Each of your data partitions in the cluster can be easily accessed through their corresponding $VSC_ environment variables. Please avoid using full directory paths whenever possible, as those might not work in all compute nodes or might stop working in the future.

The disk quota on Home, Data, and Scratch are fixed. If you need more disk space, we highly recommend to join the Virtual Organization (VO) of your group. If your group does not have a VO yet, please ask your group leader to create a VO.

Warning

Long-term archival of data in our HPC clusters is forbidden. The storage provided in the cluster is meant to be used for data needed by or generated by computational jobs in active research projects.

The HPC team is not responsible for any data loss, although we will do everything we can to avoid it.

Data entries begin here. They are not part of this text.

Issue #460, opened 2018-04-04
Enable multiple Clipper clusters to be running concurrently in Docker & Kubernetes


dcrankshaw:
We should allow users to specify a cluster name for Clipper when starting an instance. Then a ClipperConnection object should be associated with that specific cluster name. This will enable multiple clusters to be running side by side on the same K8s cluster, which is useful for supporting multi-tenancy applications and will help with testing.

This can be achieved via a slight modification of the way we use Kubernetes labels to identify Clipper instances.

dcrankshaw:
Alternatively we can use Kubernetes namespaces to achieve this

simon-mo:
As a note: this will also fix #424 #448 ~#501~

simon-mo:
Implementation Note:

## Docker
Docker multi-tenancy will be implemented via adding labels to containers. In Docker, each `run` command will always create a new container. Each container will have a randomly generated name which is used as unique identifier.

## Kubernetes
We can't do the same in k8s because k8s use `name` as unique identifier. However, the `name` is specified by users. Therefore, we must:
- When creating new deployment/services, we generate name as `cluster_name`+`name`
- We also want to add labels for:
   - cluster
   - function {mgmt, query, etc..}

simon-mo:
Closed by #503

PR #500, opened 2018-05-25
Support k8s namespaces

santi81:
Run Clipper in its own user-specified namespace on Kubernetes #437

PR #503, opened 2018-05-29
Multi tenancy support

simon-mo:
This is a work in process, almost done.

Resolve issue #460


simon-mo:
jenkins test this please

bin/run_unittests.sh
```diff
@@ -144,6 +144,7 @@ function run_integration_tests {
   ../integration-tests/r_integration_test/rclipper_test.sh
   python ../integration-tests/clipper_metric_docker.py 
   python ../integration-tests/clipper_metric_kube.py 
+  python ../integration-tests/multi_tenency_test.py
```
dcrankshaw: Nit: tenancy is spelled with an "a"

clipper_admin/clipper_admin/clipper_admin.py
```diff
@@ -30,7 +30,7 @@
 
 DEFAULT_LABEL = []
 DEFAULT_PREDICTION_CACHE_SIZE_BYTES = 33554432
-CLIPPER_TEMP_DIR = "/tmp/clipper"
+CLIPPER_TEMP_DIR = "/tmp/clipper"  # Used Internally for Test; Not Windows Compatible
```
dcrankshaw, line 33: Is this true that it's only used for testing?

clipper_admin/clipper_admin/container_manager.py
```diff
@@ -1,19 +1,32 @@
...
 
 # Constants
 CLIPPER_INTERNAL_QUERY_PORT = 1337
 CLIPPER_INTERNAL_MANAGEMENT_PORT = 1338
 CLIPPER_INTERNAL_RPC_PORT = 7000
 CLIPPER_INTERNAL_METRIC_PORT = 1390
+CLIPPER_INTERNAL_REDIS_PORT = 6379
 
 CLIPPER_DOCKER_LABEL = "ai.clipper.container.label"
+CLIPPER_NAME_LABEL = "ai.clipper.name"
```
dcrankshaw, line 13: This refers to the cluster name? Can we change it to `ai.clipper.cluster.name`?

clipper_admin/clipper_admin/container_manager.py
```diff
@@ -1,19 +1,32 @@
...
 CLIPPER_MODEL_CONTAINER_LABEL = "ai.clipper.model_container.label"
 CLIPPER_QUERY_FRONTEND_CONTAINER_LABEL = "ai.clipper.query_frontend.label"
 CLIPPER_MGMT_FRONTEND_CONTAINER_LABEL = "ai.clipper.management_frontend.label"
 CLIPPER_QUERY_FRONTEND_ID_LABEL = "ai.clipper.query_frontend.id"
 CONTAINERLESS_MODEL_IMAGE = "NO_CONTAINER"
 
+CLIPPER_DOCKER_PORT_LABELS = {
+    'redis': 'ai.clipper.redis.port',
+    'query_query': 'ai.clipper.query_frontend.query.port',
```
dcrankshaw: What is query_query? Can you use a more descriptive name here?

clipper_admin/clipper_admin/container_manager.py
```diff
@@ -34,6 +47,50 @@ def parse_model_container_label(label):
     return splits
 
 
+def find_unbound_port(start=None,
+                      increment=True,
+                      port_range=(34256, 50000),
```
dcrankshaw: Why did you pick 34256 as the lower bound on the port range?

clipper_admin/clipper_admin/container_manager.py
```diff
@@ -34,6 +47,50 @@ def parse_model_container_label(label):
     return splits
 
 
+def find_unbound_port(start=None,
```
dcrankshaw: Move this function into the docker container manager, as it only works for finding locally unbound ports. The K8s container shouldn't use it (or need to).

clipper_admin/clipper_admin/docker/docker_container_manager.py
```diff
@@ -115,22 +125,43 @@ def start_clipper(self,
             msg = "Unable to Connect to Docker. Please Check if Docker is running."
             raise ClipperException(msg)
 
+        containers_in_cluster = self.docker_client.containers.list(
+            filters={
+                'label':
+                ['ai.clipper.container.label={}'.format(self.cluster_name)]
```
dcrankshaw: Don't use the literal string here for the label key, use a variable instead

clipper_admin/clipper_admin/docker/docker_container_manager.py
```diff
@@ -115,22 +125,43 @@ def start_clipper(self,
...
+            })
+        if len(containers_in_cluster) > 0:
+            raise ClipperException(
+                "Cluster {} cannot be started because it already exists. "
+                "Please use clipper_conn.connect() to connect to it.".format(
```
dcrankshaw: s/clipper_conn.connect()/ClipperConnection.connect()

clipper_admin/clipper_admin/docker/docker_container_manager.py
```diff
@@ -115,22 +125,43 @@ def start_clipper(self,
...
+                    self.cluster_name))
+
         if not self.external_redis:
             logger.info("Starting managed Redis instance in Docker")
+            self.redis_port = find_unbound_port(self.redis_port)
+            redis_labels = self.common_labels.copy()
+            redis_labels[CLIPPER_DOCKER_PORT_LABELS['redis']] = str(
+                self.redis_port)
```
dcrankshaw: What is this port label used for?

clipper_admin/clipper_admin/container_manager.py
```diff
@@ -34,6 +47,50 @@ def parse_model_container_label(label):
...
+                      increment=True,
+                      port_range=(34256, 50000),
+                      verbose=False,
+                      logger=None):
+    """
+    Fina a unbound port.
```
dcrankshaw: Nit: s/Fina/Find

simon-mo:
jenkins test this please

bin/run_unittests.sh
```diff
@@ -91,7 +91,7 @@ function run_jvm_container_tests {
   echo "Running JVM container tests..."
   cd $DIR
   cd ../containers/jvm
-  mvn test
+  mvn test -q
```
dcrankshaw, line 94: 👍

clipper_admin/clipper_admin/clipper_admin.py
```diff
@@ -447,17 +453,18 @@ def build_model(self,
...
             docker_client = docker.from_env()
-            logger.info(
+            self.logger.info(
                 "Building model Docker image with model data from {}".format(
                     model_data_path))
             image_result, build_logs = docker_client.images.build(
                 fileobj=context_file, custom_context=True, tag=image)
             for b in build_logs:
-                logger.info(b)
+                if 'stream' in b and b['stream'] != '\n':  #log build steps only
```
dcrankshaw, line 471: 👍

clipper_admin/clipper_admin/container_manager.py
dcrankshaw: It looks like this is for the client-facing service. Can you call it `query_rest`?

clipper_admin/clipper_admin/docker/docker_container_manager.py
```diff
@@ -146,12 +181,19 @@ def start_clipper(self,
...
                          cache_size=cache_size)
-        query_labels = self.common_labels.copy()
-        query_labels[CLIPPER_QUERY_FRONTEND_CONTAINER_LABEL] = ""
+
         query_container_id = random.randint(0, 100000)
         query_name = "query_frontend-{}".format(query_container_id)
+        self.clipper_query_port = find_unbound_port(self.clipper_query_port)
+        self.clipper_rpc_port = find_unbound_port(self.clipper_rpc_port)
+        query_labels = self.common_labels.copy()
+        query_labels[CLIPPER_QUERY_FRONTEND_CONTAINER_LABEL] = ""
```
dcrankshaw, line 199: Why is this label value empty?

clipper_admin/clipper_admin/docker/docker_container_manager.py
```diff
@@ -170,16 +212,49 @@ def start_clipper(self,
...
-        return
+        """
+        Use the cluster name to update ports. Because they might not match as in
+        start_clipper the ports might be changed.
+        :return: None
+        """
+        containers = self.docker_client.containers.list(
+            filters={
+                'label':
+                ['ai.clipper.container.label={}'.format(self.cluster_name)]
```
dcrankshaw: Don't use the literal value of the label, use a variable to reference it instead

clipper_admin/clipper_admin/kubernetes/kubernetes_container_manager.py
```diff
@@ -62,6 +91,9 @@ def __init__(self,
             throw an exception if none of the nodes have ExternalDNS.
             If ``useInternalIP`` is set to true, Clipper will use the Internal IP of the K8S node
             if no ExternalDNS exists for any of the nodes.
+        kubernetes_namespace : str, optional
+            Which Kubernetes namespace to start the Clipper cluster in. The namespace must already exist.
+            If no namespace is provided, Clipper will be started in the default namespace.
```
dcrankshaw: Note: Make sure to rebase this on #500

clipper_admin/clipper_admin/kubernetes/kubernetes_container_manager.py
```diff
@@ -85,103 +119,133 @@ def __init__(self,
...
+            time.sleep(sleep_time)
 
-        for name, img in zip(['mgmt-frontend', 'query-frontend'],
-                             [mgmt_frontend_image, query_frontend_image]):
+            self.redis_ip = 'redis-at-{cluster_name}'.format(
+                cluster_name=self.cluster_name)
+
+    def _start_mgmt(self, mgmt_image):
+        with _pass_conflicts():
+            mgmt_depolyment_data = self._generate_config(
```
dcrankshaw: nit: mispelled deployment here

clipper_admin/clipper_admin/kubernetes/kubernetes_container_manager.py
```diff
@@ -85,103 +119,133 @@ def __init__(self,
...
+                CONFIG_FILES['management']['deployment'],
+                image=mgmt_image,
+                redis_service_host=self.redis_ip,
+                redis_service_port=self.redis_port,
+                cluster_name=self.cluster_name)
+            self._k8s_beta.create_namespaced_deployment(
+                body=mgmt_depolyment_data, namespace='default')
```
dcrankshaw: Missed a 'default' namespace reference. It's definitely worth grepping for "default" in this file to double check you didn't miss any (although I know #500 takes care of this for us).

clipper_admin/clipper_admin/kubernetes/kubernetes_container_manager.py
```diff
@@ -85,103 +119,133 @@ def __init__(self,
...
+
+        with _pass_conflicts():
+            service_data = self._generate_config(
+                CONFIG_FILES['metric']['service'],
+                cluster_name=self.cluster_name,
+            )
+            self._k8s_v1.create_namespaced_service(
+                body=service_data, namespace=self.namespace)
+
+    def _generate_config(self, file_path, **kwargs):
```
dcrankshaw: Nice idea on using a template engine. This is much cleaner.

clipper_admin/clipper_admin/kubernetes/kubernetes_container_manager.py
```diff
@@ -250,85 +326,30 @@ def connect(self):
...
+                version=version,
+                query_frontend_id=query_frontend_id,
+                input_type=input_type,
+                image=image,
+                cluster_name=self.cluster_name)
+
+            with _pass_conflicts():
                 self._k8s_beta.create_namespaced_deployment(
-                    body=body, namespace='default')
+                    body=generated_body, namespace='default')
```
dcrankshaw: Missed a reference to default namespace

clipper_admin/clipper_admin/kubernetes/kubernetes_container_manager.py
```diff
@@ -250,85 +326,30 @@ def connect(self):
...
 
-                while self._k8s_beta.read_namespaced_deployment_status(
-                    name=deployment_name, namespace='default').status.available_replicas \
-                        != num_replicas:
-                    time.sleep(3)
+            while self._k8s_beta.read_namespaced_deployment_status(
+                name=deployment_name, namespace='default').status.available_replicas \
```
dcrankshaw: Missed a reference to default namespace

integration-tests/multi_tenency_test.py
```diff
@@ -0,0 +1,78 @@
+from clipper_admin import ClipperConnection, DockerContainerManager, KubernetesContainerManager
```
dcrankshaw: Nit: mispelled multi-tenancy (s/tenency/tenancy)

dcrankshaw (changes requested):
This looks great. Just had some minor comments.

dcrankshaw:
@simon-mo can you add a test for running Clipper in a user-specified namespace as well?

dcrankshaw:
Another place where we will run into contention issues is the remote docker registry for the kubernetes tests. We should tag the images we push with the commit hash, rather than using `develop`.

clipper_admin/clipper_admin/clipper_admin.py
simon-mo: There's one more occurrence of /tmp/clipper in deployer_utils (just fixed it). It is used to save python function so it's on our critical path. The python code is now fully windows compatible; however the R code still ned to fix. 

```
./containers/R/rclipper_user/R/build.R:  base_model_path = "/tmp/clipper/"
```

clipper_admin/clipper_admin/container_manager.py
simon-mo: No this refers to `ai.clipper.name` label in all our kubernetes yaml file. Cluster name set using `CLIPPER_DOCKER_LABEL` as key. (I guess we should change it in the next round of refactoring?)

clipper_admin/clipper_admin/container_manager.py
simon-mo: `query_rest` is a great name!

clipper_admin/clipper_admin/container_manager.py
simon-mo: idk no special reason it comes from previous code; i'll do 10000

clipper_admin/clipper_admin/docker/docker_container_manager.py
simon-mo: TL;DR: useful for ClipperConnection.connect()

Because the port is now floating, we no longer have knowledge of port mapping. So when user calls connect, we will know which port correspond to which container.

There will an alternative by just using docker python client but requires a "three way join" among docker containers, docker network, and some docker client magics; current approach is more straightforward to implement and understand.

clipper_admin/clipper_admin/docker/docker_container_manager.py
simon-mo: It's used to pin down specific container:

https://github.com/ucbrise/clipper/blob/1394de0867ac53efa5ed601bd91806d93d2f3ef4/clipper_admin/clipper_admin/docker/docker_container_manager.py#L211

clipper_admin/clipper_admin/kubernetes/kubernetes_container_manager.py
simon-mo: This is an intermediate step. In the future we should adopt helm chart.

simon-mo:
@dcrankshaw 

- test added
- Contention issue goes much deeper with multi-tenancy & namespace. When user deploy models with the same name & version tag under different cluster name, we are tagging them the same way. However, I don't think this is something to address in this PR. We can say multi-tenancy support is experimental for now and fix this type of issue in management re-write.

dcrankshaw:
jenkins test this please

simon-mo:
jenkins test this please

simon-mo:
There are few action items to move this PR forward:
- [x]  Change version tag in the unittest container (in `build_docker.sh`) from `develop` to git commit hash
- [x] In model deployment, image building and tagging should include the cluster-name to prevent name collision within the same registry
- [x] Change k8s docker registry from AWS to dockerhub using clipper's test account

simon-mo:
@dcrankshaw This PR is ready for another round of review now.

bin/README.md
```diff
@@ -0,0 +1,21 @@
+# Description of CI process
+
+The wonderful AMPlab Jenkins is responsible for running our integration test.
+
+## How does the CI process work
+
+
+0. Jenkins pull the PR and sandbox it.
```
dcrankshaw: Jenkins actually doesn't do any sandboxing.

bin/README.md
```diff
@@ -0,0 +1,21 @@
...
+1. Jenkins inject environment variables configured in admin page
```
dcrankshaw: Let's list what environment variables are set

bin/build_docker_images.sh
```diff
@@ -211,9 +211,14 @@ create_image () {
 
                      
     echo "Building $namespace/$image:$sha_tag from file $dockerfile"
-    time docker build --build-arg CODE_VERSION=$sha_tag $rpc_version -t $namespace/$image:$sha_tag \
+    time docker build --build-arg CODE_VERSION=$sha_tag --build-arg REGISTRY=$namespace $rpc_version -t $namespace/$image:$sha_tag \
         -f dockerfiles/$dockerfile $CLIPPER_ROOT
-    docker tag $namespace/$image:$sha_tag $namespace/$image:$version_tag
+
+    echo "Publishing $namespace/$image:$sha_tag from file $dockerfile"
+    docker push $namespace/$image:$sha_tag
```
dcrankshaw: There shouldn't be a docker push here. We only want to push images if `publish` is True.

bin/build_docker_images.sh
```diff
@@ -211,9 +211,14 @@ create_image () {
...
+
+    # We will NOT tag the image to version tag to prevent collision
+    # docker tag $namespace/$image:$sha_tag $namespace/$image:$version_tag
```
dcrankshaw: You still need this tag call to publish, just move it inside the `if publish` block.

bin/run_ci.sh
```diff
@@ -21,12 +21,7 @@ tag=$(<VERSION.txt)
 # Build docker images
 ./bin/build_docker_images.sh
 
-# Tag and push the latest version of the Clipper Docker images to the container registry
-# for the Kubernetes testing cluster
-docker tag clipper/query_frontend:$tag 568959175238.dkr.ecr.us-west-1.amazonaws.com/clipper/query_frontend:$tag
-docker push 568959175238.dkr.ecr.us-west-1.amazonaws.com/clipper/query_frontend:$tag
-docker tag clipper/management_frontend:$tag 568959175238.dkr.ecr.us-west-1.amazonaws.com/clipper/management_frontend:$tag
-docker push 568959175238.dkr.ecr.us-west-1.amazonaws.com/clipper/management_frontend:$tag
```
dcrankshaw, line 29: We don't want the docker build images script to automatically push the images. Remember, that script is very useful during development for rebuilding images locally. Instead, let's change `build_docker_images.sh` to write the names of all the containers it builds to a file (something like `clipper_docker_images.txt`) and then you can push all those images with the following one-liner (from https://stackoverflow.com/a/13939059/814642):

```
while read in; do docker push "$in"; done < clipper_docker_images.txt
```

clipper_admin/clipper_admin/docker/docker_container_manager.py
dcrankshaw: Hmm I'm still not sure I'm following. How exactly is this label used?

clipper_admin/clipper_admin/kubernetes/kubernetes_container_manager.py
```diff
@@ -146,20 +156,29 @@ def __init__(self,
...
             self.k8s_namespace = namespace
         else:
-            msg = "Error connecting to Kubernetes cluster. Namespace does not exist"
+            msg = "Error connecting to Kubernetes cluster. Namespace does not exist. You can pass in KubernetesContainerManager(create_namespace_if_not_exists=True) to crate this namespcae"
             logger.error(msg)
             raise ClipperException(msg)
 
+        self.cluster_identifier = "{ns}{cluster}".format(
+            ns=self.k8s_namespace + '-'
+            if self.k8s_namespace != "default" else "",
```
dcrankshaw: This syntax is pretty convoluted. Can you write this as just a normal if-statement outside the format argument (for maintainability reasons)?

clipper_admin/clipper_admin/kubernetes/kubernetes_container_manager.py
dcrankshaw: Helm is definitely worth looking into. Our Kubernetes cluster is a bit more dynamic than most (as we dynamically create and delete deployments and services). The right way to do it is probably to use a Helm chart to start the initial cluster, then not use Helm for creating model deployments. This is probably worth looking into when we move to having the active API server managing containers for us.

The other thing to keep in mind is that we want to be compatible with different container orchestration systems, so we never want to only support Kubernetes.

clipper_admin/clipper_admin/kubernetes/kubernetes_container_manager.py
```diff
@@ -277,46 +297,46 @@ def connect(self):
...
-            logger.warn(msg)
+            self.logger.warn(msg)
             for addr in node.status.addresses:
                 if addr.type == "InternalIP":
                     external_node_hosts.append(addr.address)
 
         if len(external_node_hosts) == 0:
-            msg = "Error connecting to Kubernetes cluster. No external node addresses found"
-            logger.error(msg)
+            msg = "Error connecting to Kubernetes cluster. No external node addresses found. If you are running Kubernetes locally, you can pass in KubernetesContainerManager(useInternalIP=True) to connect to local Kubernetes cluster"
```
dcrankshaw: You don't need to be running Kubernetes locally to use internal ip addresses. Remove that part of the error message.

clipper_admin/clipper_admin/kubernetes/kubernetes_container_manager.py
```diff
@@ -414,8 +435,8 @@ def get_logs(self, logging_dir):
                 log_file_name = "{pod}_{num}.log".format(
                     pod=pod.metadata.name, num=str(i))
                 log_file_alt = "{cname}.log".format(cname=c.name)
-                logger.info("log file name: {}".format(log_file_name))
-                logger.info("log alt file name: {}".format(log_file_alt))
+                self.logger.info("log file name: {}".format(log_file_name))
+                self.logger.info("log alt file name: {}".format(log_file_alt))
```
dcrankshaw: What is the purpose of `log_file_alt`? It doesn't look like it's being used at all.

dockerfiles/ClipperLibBaseDockerfile
```diff
@@ -1,3 +1,4 @@
+ARG REGISTRY
```
dcrankshaw: Move this below the comment, as the `REGISTRY` arg isn't being used either

dockerfiles/FrontendExporterDockerfile
```diff
@@ -1,3 +1,4 @@
+ARG REGISTRY
```
dcrankshaw, line 2: Move below unused arg comment

dockerfiles/Py2RPCDockerfile
```diff
@@ -1,3 +1,4 @@
+ARG REGISTRY
```
dcrankshaw: Move below unused arg comment

dockerfiles/Py35RPCDockerfile
```diff
@@ -1,3 +1,4 @@
+ARG REGISTRY
```
dcrankshaw: Move below unused arg comment

dockerfiles/Py36RPCDockerfile
```diff
@@ -1,3 +1,4 @@
+ARG REGISTRY
```
dcrankshaw: Move below unused arg comment

dockerfiles/RContainerDockerfile
```diff
@@ -1,3 +1,4 @@
+ARG REGISTRY
```
dcrankshaw: Move below unused arg comment

dockerfiles/SparkScalaContainerDockerfile
```diff
@@ -1,3 +1,4 @@
+ARG REGISTRY
```
dcrankshaw: Move below unused arg comment

dcrankshaw (changes requested):
Nice job. Almost there.

clipper_admin/clipper_admin/docker/docker_container_manager.py
simon-mo: It was used here: https://github.com/ucbrise/clipper/blob/062b968f96c3821a354374f0b90d9c3776618419/clipper_admin/clipper_admin/docker/docker_container_manager.py#L207-L218

to search for live query frontend containers. The value is empty simply because we don't need to add anything. "ai.clipper.query_frontend.label" is enough.

This was introduced from last summer's big refactoring: https://github.com/ucbrise/clipper/pull/251

clipper_admin/clipper_admin/kubernetes/kubernetes_container_manager.py
simon-mo: frankly i have no idea. I just deleted this line

clipper_admin/clipper_admin/docker/docker_container_manager.py
dcrankshaw: Reminder to address this comment

clipper_admin/clipper_admin/docker/docker_container_manager.py
dcrankshaw: Reminder

clipper_admin/clipper_admin/docker/docker_container_manager.py
```diff
@@ -169,17 +218,55 @@ def start_clipper(self,
...
-        return
+        """
+        Use the cluster name to update ports. Because they might not match as in
+        start_clipper the ports might be changed.
+        :return: None
+        """
+        containers = self.docker_client.containers.list(
+            filters={
+                'label': [
+                    '{key}={val}'.format(
```
simon-mo, line 253: @dcrankshaw the literal label is fixed here (same above). I don't know why github is still showing the old diff

simon-mo:
jenkins test this please

simon-mo:
jenkins test this please

simon-mo:
jenkins test this please

simon-mo:
jenkins test this please

simon-mo:
jenkins test this please

simon-mo:
jenkins test this please

dcrankshaw (approved):
LGTM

Users should regularly backup important data outside of the HPC cluster and regularly clean up their folders in the HPC.

User storage#

Home

Location

$VSC_HOME, $HOME, or ~

Purpose

Storage of configuration files and user preferences.

Availability: Very high

Accessible from login nodes, compute nodes and from all clusters in VSC.

Capacity: Low

5.7 GB (soft limit), 6 GB (hard limit, 7 days grace time)

Perfomance: Low

Jobs must never use files in your home directory.

Reliability: Very High

Data is stored in a redundant file system, with data replication off-site.

Back-ups

7 days (daily data snapshots are kept for 7 days)

Data

Location

$VSC_DATA

Purpose

Storage of datasets or resulting data that must be stored in the cluster to carry out further computational jobs.

Availability: Very high

Accessible from login nodes, compute nodes and from all clusters in VSC.

Capacity: Medium

47.50 GB (soft limit), 50 GB (hard limit, 7 days grace time)

Perfomance: Low

Jobs must always copy any data needed from $VSC_DATA to the scratch before the run and save any results from scratch into $VSC_DATA after the run.

Reliability: Very High

Data is stored in a redundant file system, with data replication off-site.

Back-ups

7 days (daily data snapshots are kept for 7 days)

Scratch

Location

$VSC_SCRATCH, $VSC_SCRATCH_SITE

Purpose

Storage of temporary or transient data.

Availability: High

Accessible from login nodes and compute nodes in the local cluster. Not accessible from other VSC clusters.

Capacity: High

95 GB (soft limit), 100 GB (hard limit, 7 days grace time)

Perfomance: High

Preferred location for all data files read or written during the execution of a job. Suitable for all workload types.

Reliability: Medium

Data is stored in a redundant filesystem, but without off-site replication.

Back-ups

None

Node local scratch

Location

$VSC_SCRATCH_NODE, $TMPDIR

Purpose

Storage of temporary or transient data.

Availability: Low

Only accessible from the compute node running the job.

Capacity: Variable

Maximum data usage depends on the VSC Docs: local disk space. Note that the available disk space is shared among all jobs running in the node.

Perfomance: High

Might be beneficial for special workloads that require lots of random I/O. Users should always confirm the need for a node local scracth through benchmarking.

Reliability: Low

Data is stored in a non-redundant filesystem without replication.

Back-ups

All data is automatically deleted from the compute nodes once your job has ended.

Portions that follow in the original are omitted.